# Proof that Fox, Disney, NBC, Paramount/Viacom, Sony, Warner Bros., and the MPAA are attempting to in



## MannDude (Apr 19, 2015)

Scary stuff. WikiLeaks has provided some insight into this with some examples below.



> The objective of the session is to put us in the best position possible to make a decision as to whether we should proceed to the next steps in seeking site blocking in the US.
> The first step is a pre-phase in which we will get prepared and try to create a more favorable environment for site blocking. This would involve multiple parallel tracks. Without attempting to be exhaustive, those tracks include: Outreach to respected technologists to begin to forge agreement on technical facts and site blocking efficacy — and, where possible, garner policy support for site blocking (or at least dampen opposition to it). Continued research and record building on the effectiveness of site blocking.
> Outreach to academics, think tanks and other third parties to foster the publication of research papers, white papers and other articles that tell the positive story of site blocking: e.g., it is commonplace around the world and working smoothly; it has not broken the internet; it is not incompatible with DNSSEC; it is effective; legitimate sites/content have not been blocked; etc.
> Building the record (and telling the story) that the sorts of sites at issue are dangerous. It is not just copyright infringement. Kids are one-click away from identity theft, graphic porn, malware, etc. Parent groups, consumer protection groups and other third parties can be cultivated to speak out against such predatory sites. Telling the positive story of the widespread availability of legitimate content. At the right time, we would quietly approach ISPs with which we have good relationships and which we believe might consider cooperating with us to test US site blocking. If any US ISPs are prepared to cooperate — and we can create a track record of effective site blocking in the US — the environment for US site blocking more broadly will become significantly more favorable. We do not need to decide in advance how to proceed if no US ISP is prepared to work with us cooperatively. We recommend that we cross that bridge only if and when we need to, in context of the landscape we face at that point in time.

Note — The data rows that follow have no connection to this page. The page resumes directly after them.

PR #52, opened 2020-11-20
Resolve stalls in the example client.

Lukasa:
Motivation:

When running the example client on extremely low latency connections it
can occasionally stall, printing nothing to stdout before exiting. This
is the result of a timing window where we receive the data before the
pipe bootstrap has been configured and our glue handlers are not in
place.

There is also another timing window where we block reads on the SSH
Child Channel because the glue handler asked if the partner was writable
before the partner was inserted into the pipe channel.

Modifications:

- Cleanup both timing windows.

Result:

The SSH client example will be substantially more reliable.

### DIFF
--- a/Sources/NIOSSHServer/GlueHandler.swift
+++ b/Sources/NIOSSHServer/GlueHandler.swift
@@ -72,6 +72,12 @@ extension GlueHandler: ChannelDuplexHandler {
 
     func handlerAdded(context: ChannelHandlerContext) {
         self.context = context
+
+        // It's possible our partner asked if we were writable, before, and we couldn't answer.
+        // Consider updating it.
+        if context.channel.isWritable {
+            self.partner?.partnerBecameWritable()
+        }
     }
 
     func handlerRemoved(context: ChannelHandlerContext) {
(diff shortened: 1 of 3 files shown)


Sources/NIOSSHServer/GlueHandler.swift
```diff
@@ -72,6 +72,12 @@ extension GlueHandler: ChannelDuplexHandler {
 
     func handlerAdded(context: ChannelHandlerContext) {
         self.context = context
+
+        // It's possible our partner asked if we were writable, before, and we couldn't answer.
+        // Consider updating it.
+        if context.channel.isWritable {
+            self.partner?.partnerBecameWritable()
```
Joannis, line 79: Is there a scenario where we became writable but the partner wasn't set yet? This also goes for `channelWritabilityChanged`.

Joannis: Seeing the current usages, and the fact that the class is internal, I think it's never going to happen. So it might be wise to make it implicitly unwrapped.

Lukasa: In principle the partner should always be set, but we do nil it out explicitly on `handlerRemoved` so it’s likely better safe than sorry here.

artemredkin (approved):

PR #53, opened 2020-11-20
Use `getpass` to retrieve password from user

helje5:
Don't show the user's password input in the terminal.
Except on Windows, everything goes there.


Lukasa:
@swift-server-bot add to whitelist

Lukasa (approved):
LGTM. We'll need to wait for a while to get the CI sorted out but I'm otherwise happy.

From: https://wikileaks.org/sony/emails/emailid/104331



> US Site-Blocking: We can review the four supplemental analyses that have been circulated. Ultimately, we need to decide whether we want to move forward with a site-blocking strategy and, if so, what the next steps should be. Search “Asks”: A 2013 exercise resulted in a list of six antipiracy asks for search engines. At the GSM, there was consensus that the GCs should attempt to reduce the list to one or two principal asks that we can use in all public advocacy and negotiation venues. For your reference, here are the six asks from the 2013 process: Promote authorized sites. Search engines should obtain and use information from authoritative sources on which sites have been authorized to provide copyrighted content, and use that information to prioritize legitimate sites in rankings for search. De-prioritize rogue sites. Search engines should make meaningful changes to algorithms to ensure that results from infringing sites do not appear on the first pages of search results and to promote the elevation of legitimate sites to take their place. De-index rogue sites.


From: https://wikileaks.org/sony/emails/emailid/105049


----------



## DomainBop (Apr 19, 2015)

a relevant link for anyone who is interested in the topic of content blocking:

https://www.eff.org/issues/content-blocking

...and if you're in the UK where the government is trying to get ISPs to block sites it finds offensive:

https://www.blocked.org.uk/


----------